Issue #205, opened 2015-07-14
[devel] missing "cblas.h"


zhenwendai:
The current devel branch needs "cblas.h". Cross-platform support needs to be properly solved in future.

A quick fix for Ubuntu:
apt-get install libblas-dev

nfusi:
Yes, this doesn't work on Windows and doesn't take advantage of MKL on Linux and Mac. Scipy.linalg.blas seems to have all the required functions (ddot,  dsymv, dscal). @jameshensman do you know if there's anything that prevents a cython rewrite? Looks like you were working on cython choleskies at the time of the commit.

alansaul:
The reason for the cblas import was to make a super quick c implementation which is wrapped up with Cython, but the c implementation relies on a BLAS routine (about 10x faster than the pure Cython implementation we had previously I believe). I hadn't realised that it doesn't use MKL though? I thought the BLAS routines would use them by default but your probably right!

We should definitely make it fall back if cblas it can't be found, as for the real bottlenecks it would be nice to be able to make C + BLAS + MKL implementations, but we shouldn't make BLAS a dependency for obvious reasons. @mikecroucher has said that he will look at this when he gets a minute. In cholesky_backprop.c there is a pure c version for the routine in question chol_backprop / old_chol_backprop.

nfusi:
Great! I _think_ that you can call scipy.linalg.blas functions from cython code, so that you don't have to give up the BLAS (and MKL) speedup when going from C to cython.

alansaul:
Cool! We'll look into that thanks Nicolo! Hope you're well.

mathDR:
I just posted an issue resolving this on Yosemite.  The vecLib header files were moved on 10.10.4

jameshensman:
the problem with calling the scipy.linalg.blas routins from cython is they don;t release the gil, so you['ll get almost no speedup over a python implementation. 

In the upcoming scipy release (16? 17?), there are cython bindings for lapack and blas, which will release the gil. So the fix is either:

 1) wait for the next scipy, re-write the reverse-model cholesky differentiation in cython (cf cython + c)
 2) work out how to compile against a local blas cleanly

@mikecroucher is looking at (2).

Dapid:
They are in Scipy 0.16 in `scipy.linalg.cython_blas` and `scipy.linalg.cython_lapack`. It was released the 24th of July.

Here are the wrapped functions:
[...]

PR #214, opened 2015-08-17
ENH: implementing the Cholesky backpropagation through Scipy's BLAS

Dapid:
Here it is. I have also added a few enhancements to the rest of the file that slipped into the same commit.

Closes https://github.com/SheffieldML/GPy/issues/205.


Dapid:
All tests pass in my local installation (Fedora 21, Python 2.7.8, NumPy 1.9.2, SciPy 0.16, Cython 0.23).

jameshensman:
Many many thanks for this. I merged this PR manually after a few additional commits  -- it turned out that my tests didn't cover this case!

the code is now available on devel.

Dapid:
Great!

I have seen there are more Cholesky related functions, mostly in utils/linalg.py, that are a mixture of BLAS, numpy, ctypes, and weave. Is there any plan to clean this up? Specially now we are depending on Scipy's Cython interface to BLAS we can replace most of the weave and ctypes implementations.

Doing a simple GPRegression on master, almost 50% of the time is spent on that module (23% on dpotri, 15% on jitchol, and 10% in dtrti). Of these, jitchol looks like it may benefit from Cython.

Assignment: Please output the complete set of records above without any alteration.

Task answer:
Issue #205, opened 2015-07-14
[devel] missing "cblas.h"


zhenwendai:
The current devel branch needs "cblas.h". Cross-platform support needs to be properly solved in future.

A quick fix for Ubuntu:
apt-get install libblas-dev

nfusi:
Yes, this doesn't work on Windows and doesn't take advantage of MKL on Linux and Mac. Scipy.linalg.blas seems to have all the required functions (ddot,  dsymv, dscal). @jameshensman do you know if there's anything that prevents a cython rewrite? Looks like you were working on cython choleskies at the time of the commit.

alansaul:
The reason for the cblas import was to make a super quick c implementation which is wrapped up with Cython, but the c implementation relies on a BLAS routine (about 10x faster than the pure Cython implementation we had previously I believe). I hadn't realised that it doesn't use MKL though? I thought the BLAS routines would use them by default but your probably right!

We should definitely make it fall back if cblas it can't be found, as for the real bottlenecks it would be nice to be able to make C + BLAS + MKL implementations, but we shouldn't make BLAS a dependency for obvious reasons. @mikecroucher has said that he will look at this when he gets a minute. In cholesky_backprop.c there is a pure c version for the routine in question chol_backprop / old_chol_backprop.

nfusi:
Great! I _think_ that you can call scipy.linalg.blas functions from cython code, so that you don't have to give up the BLAS (and MKL) speedup when going from C to cython.

alansaul:
Cool! We'll look into that thanks Nicolo! Hope you're well.

mathDR:
I just posted an issue resolving this on Yosemite.  The vecLib header files were moved on 10.10.4

jameshensman:
the problem with calling the scipy.linalg.blas routins from cython is they don;t release the gil, so you['ll get almost no speedup over a python implementation. 

In the upcoming scipy release (16? 17?), there are cython bindings for lapack and blas, which will release the gil. So the fix is either:

 1) wait for the next scipy, re-write the reverse-model cholesky differentiation in cython (cf cython + c)
 2) work out how to compile against a local blas cleanly

@mikecroucher is looking at (2).

Dapid:
They are in Scipy 0.16 in `scipy.linalg.cython_blas` and `scipy.linalg.cython_lapack`. It was released the 24th of July.

Here are the wrapped functions:
[...]

PR #214, opened 2015-08-17
ENH: implementing the Cholesky backpropagation through Scipy's BLAS

Dapid:
Here it is. I have also added a few enhancements to the rest of the file that slipped into the same commit.

Closes https://github.com/SheffieldML/GPy/issues/205.


Dapid:
All tests pass in my local installation (Fedora 21, Python 2.7.8, NumPy 1.9.2, SciPy 0.16, Cython 0.23).

jameshensman:
Many many thanks for this. I merged this PR manually after a few additional commits  -- it turned out that my tests didn't cover this case!

the code is now available on devel.

Dapid:
Great!

I have seen there are more Cholesky related functions, mostly in utils/linalg.py, that are a mixture of BLAS, numpy, ctypes, and weave. Is there any plan to clean this up? Specially now we are depending on Scipy's Cython interface to BLAS we can replace most of the weave and ctypes implementations.

Doing a simple GPRegression on master, almost 50% of the time is spent on that module (23% on dpotri, 15% on jitchol, and 10% in dtrti). Of these, jitchol looks like it may benefit from Cython.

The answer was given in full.